Afterward, he joined several of them for a drink. Bill Ludgate, a printing salesman, said, "Well, this is the first of these I've been to, and it's going to be the last. In a couple of weeks we'll be all together at Cunningham's, and Homer'll have his name read with the others, and I guess we'll talk about him. And that's enough. I don't think we should go to members' funerals. I don't think it's our place."
"I felt I wanted to be here today," someone said.
"We all did or we wouldn't be here. But I talked to Frank DiGiulio the other day and he said he wasn't coming, that he didn't think it was appropriate. And now I've decided I agree with him. You know, back when this thing first got rolling, there were a few members I used to see socially. A lunch now and then, or drinks after work, or even getting together with the wives for dinner and a movie. But I stopped doing that, and when I spoke to Frank I realized it was the first conversation I'd had with any of the group since dinner last May."

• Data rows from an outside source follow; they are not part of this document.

PR #698, opened 2016-01-30
Fix for RT#127402: Set.hash stringifies its objects

salortiz:
Now returns a parameterized Hash that reflect the Setty semantic

### DIFF
--- a/src/core/Setty.pm
+++ b/src/core/Setty.pm
@@ -27,9 +27,9 @@ my role Setty does QuantHash {
     multi method Bool(Setty:D:) { %!elems.Bool }
 
     multi method hash(Setty:D: --> Hash) {
-        my %e;
-        %e{$_} = True for %!elems.values;
-        %e;
+        my \e := Hash.^parameterize(Bool, Any).new;
+        e{$_} = True for %!elems.values;
+        e;
     }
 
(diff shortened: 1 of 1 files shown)


timo:
looks good, thanks!

salortiz:
Seen applied, and then reverted by @lizmat in 2e17820, waiting for definition on bugfixes.
BTW, the syntax my %e{Any} isn't available at this stage, so I use direct parameterization.
Should reopen?

jnthn:
Yes, reopen. Expect to have the fix guidelines out around the start of next week.

lizmat:
> On 30 Jan 2016, at 21:06, Salvador Ortiz <notifications@github.com> wrote:
> Seen applied, and then reverted by @lizmat in 2e17820, waiting for definition on bugfixes.
> BTW, the syntax my %e{Any} isn't available at this stage, so I use direct parameterization.

I see now.   Hmmm… I had compiled the setting with %e{Any}  (which it did, without problem), but apparently it is indeed not doing the right thing.  So Salvador, I stand corrected: your original pull request should be done once we agree on the handling of bug fixes in rakudo vis-a-vis language levels.


Salvador Ortiz++



Liz

PR #849, opened 2016-08-26
fix p5ism: $*DISTRO names are lowercase

cygx:
Unbreaks the windows build.

Note that we could in principle use `$*DISTRO.is-win` instead. However, that would trigger for Cygwin as well where we should be creating shell scripts instead of batch files.


lizmat:
Sigh.   Basically did this in ebf34aa946edacdbf , then changed it in 0f1d0394bdc4401e , then changed the test back in 6a8278cd5d92e87c7c .  I really should first check for PR's before checking backlog on #perl6-dev

PR #851, opened 2016-08-26
Avoid leaking file handles during precompilation

cygx:
Sadly, this does not fix an issue I'm having on win32 where `nqp::rename` fails during precompilation :(


lizmat:
Thank you!  unfortunately I noticed this PR too late  :-(

Implemented by ede7c60b214b5d1 and 070497028938981c5

PR #854, opened 2016-08-30
Fix RT #118607

MasterDuke17:
Give the same suggestion for a sub redeclaration as for a method.

### DIFF
--- a/src/core/Exception.pm
+++ b/src/core/Exception.pm
@@ -947,7 +947,8 @@ my class X::Redeclaration does X::Comp {
     has $.postfix = '';
     has $.what    = 'symbol';
     method message() {
-        "Redeclaration of $.what $.symbol$.postfix";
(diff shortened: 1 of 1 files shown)


zoffixznet:
Are you sure this doesn't break the cases when the $.what is **not** a routine? This small tests shows the $m is not returned on false cases:

```
$ perl6 -e '{ my $m = "foo"; $m ~= "bar" if 42 }().say'
foobar

$ perl6 -e '{ my $m = "foo"; $m ~= "bar" if 0 }().say'
()
```

MasterDuke17:
Good catch. It passed the spectest, but I guess that just means there should be a test added. I have a test for the 'routine' case I'll add when this is merged, I'll also try to create a test for the non-'routine' case.

zoffixznet:
Thanks a lot!

PR #856, opened 2016-09-01
Print a newline after the message when using 'warn'

LemonBoy:
Streamline the behaviour so now it's consistent across die, note and
warn.


zoffixznet:
Thanks a lot!

PR #862, opened 2016-09-03
Catch another class of compile-time errors

awwaiid:
Resolves https://rt.perl.org/Public/Bug/Display.html?id=129179


zoffixznet:
Thanks a lot!

PR #863, opened 2016-09-04
Fix RT #129100

titsuki:
SEE ALSO: https://rt.perl.org/Public/Bug/Display.html?id=129100

### DIFF
--- a/src/core/Range.pm
+++ b/src/core/Range.pm
@@ -612,7 +612,7 @@ my class Range is Cool does Iterable does Positional {
 
     method rand() {
         fail "Can only get a random value on Real values, did you mean .pick?"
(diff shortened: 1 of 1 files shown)


zoffixznet:
As [commented on IRC](http://irclog.perlgeek.de/perl6/2016-09-04#i_13145737), this PR looks as a no-op to me. Are you sure it actually fixes the problem?

zoffixznet:
The issue stems from a coercion in [one of the `.new` multies](https://github.com/rakudo/rakudo/blob/aceb4af2/src/core/Range.pm#L51) that appears to have a sideeffect. This PR does not address that, so I'm going to close it. I'll attempt to debug this a bit further and will comment on the ticket.

PR #864, opened 2016-09-04
Warn the user if the desired coercion cannot be performed.

LemonBoy:
Emit a 'can' before invoking the coercion method.


niner:
What are the performance implications of this change?

PR #868, opened 2016-09-05
Repl compiletime error continuation

awwaiid:
Need to reset the input upon CATCH so further things can be executed.


awwaiid:
Bah. @zoffixznet beat me to it :)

"Don't you like us anymore, Bill?"
"I like you all just fine," he said, "but I find myself inclined to keep things separate. Hell, I haven't even been to Cunningham's since the last get-together. I don't know how many times someone'll suggest it for lunch or dinner, and I always make sure we wind up someplace else instead. 'Oh, I'd rather not,' I told a fellow just last week. 'I had a bad meal last time I was there. The place isn't what it used to be.' "
"Jesus, Billy," somebody said, "have a heart, huh? You're gonna put them out of business."
"Well, I'd hate to see that happen," he said, "but do you see what I mean? Once a year's enough for me. I like having thirty guys that I only see once a year, in a place I only go to once a year."
"That's twenty-seven guys now, twenty-eight including yourself."
"So it is," he said gravely. "So it is. But you see my point, don't you? I'm not telling the rest of you what to do, and I love you one and all, but I'm not coming to your funerals."
"That's okay, Billy," Bob Ripley said. "We'll come to yours."
"Thirty men in 1961, ranging in age from twenty-two to thirty-two with a median age of twenty-six. Thirty-two years later, how many would you expect to find alive?"
"I don't know."
"Neither did I," Hildebrand said. "After the dinner last month I went home with a headache and tossed and turned all night. I woke up knowing something was very wrong. You've got a group of men in their late fifties and early sixties, you're going to have some losses. Death is going to start making in-roads.
"But it seemed to me we were way over the probabilities. My mind kept coming up with different explanations, and I decided the first thing to do was find out if my sense of things was accurate. So I called up a fellow I know who's always trying to sell me more life insurance and told him I had an actuarial problem for him. I ran the numbers for him and asked him what percentage of deaths you'd expect over that span of time in a group like that. He said he'd make a couple of calls and get back to me. Take a guess, Matt. How many deaths would you expect in a group of thirty?"
"I don't know. Eight or ten?"
"Four or five. There ought to be twenty-five of us left and instead we're down to fourteen. What does that say to you?"